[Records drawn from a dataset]
***

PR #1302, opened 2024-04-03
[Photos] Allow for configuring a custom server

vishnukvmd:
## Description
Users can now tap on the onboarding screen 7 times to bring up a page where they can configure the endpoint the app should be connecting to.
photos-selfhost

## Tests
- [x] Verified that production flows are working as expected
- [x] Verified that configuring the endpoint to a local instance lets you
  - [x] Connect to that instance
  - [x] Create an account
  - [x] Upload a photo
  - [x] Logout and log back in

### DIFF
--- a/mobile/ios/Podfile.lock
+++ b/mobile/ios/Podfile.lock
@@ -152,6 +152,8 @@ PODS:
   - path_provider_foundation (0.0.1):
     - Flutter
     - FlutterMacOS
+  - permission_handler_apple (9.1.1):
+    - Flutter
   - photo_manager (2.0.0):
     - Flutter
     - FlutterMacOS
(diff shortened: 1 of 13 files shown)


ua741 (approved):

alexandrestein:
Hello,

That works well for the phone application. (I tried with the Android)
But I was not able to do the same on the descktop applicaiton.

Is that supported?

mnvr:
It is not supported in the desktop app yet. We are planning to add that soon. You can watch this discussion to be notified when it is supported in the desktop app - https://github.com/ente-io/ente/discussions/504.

***

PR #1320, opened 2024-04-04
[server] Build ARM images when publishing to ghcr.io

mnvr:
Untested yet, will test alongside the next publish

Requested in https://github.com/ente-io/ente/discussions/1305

***

Write down again, exactly as given, only the lines above that fall from the line with "PR #1302, opened 2024-04-03" to the line with "That works well", inclusive.

> **Response below**
PR #1302, opened 2024-04-03
[Photos] Allow for configuring a custom server

vishnukvmd:
## Description
Users can now tap on the onboarding screen 7 times to bring up a page where they can configure the endpoint the app should be connecting to.
photos-selfhost

## Tests
- [x] Verified that production flows are working as expected
- [x] Verified that configuring the endpoint to a local instance lets you
  - [x] Connect to that instance
  - [x] Create an account
  - [x] Upload a photo
  - [x] Logout and log back in

### DIFF
--- a/mobile/ios/Podfile.lock
+++ b/mobile/ios/Podfile.lock
@@ -152,6 +152,8 @@ PODS:
   - path_provider_foundation (0.0.1):
     - Flutter
     - FlutterMacOS
+  - permission_handler_apple (9.1.1):
+    - Flutter
   - photo_manager (2.0.0):
     - Flutter
     - FlutterMacOS
(diff shortened: 1 of 13 files shown)


ua741 (approved):

alexandrestein:
Hello,

That works well for the phone application. (I tried with the Android)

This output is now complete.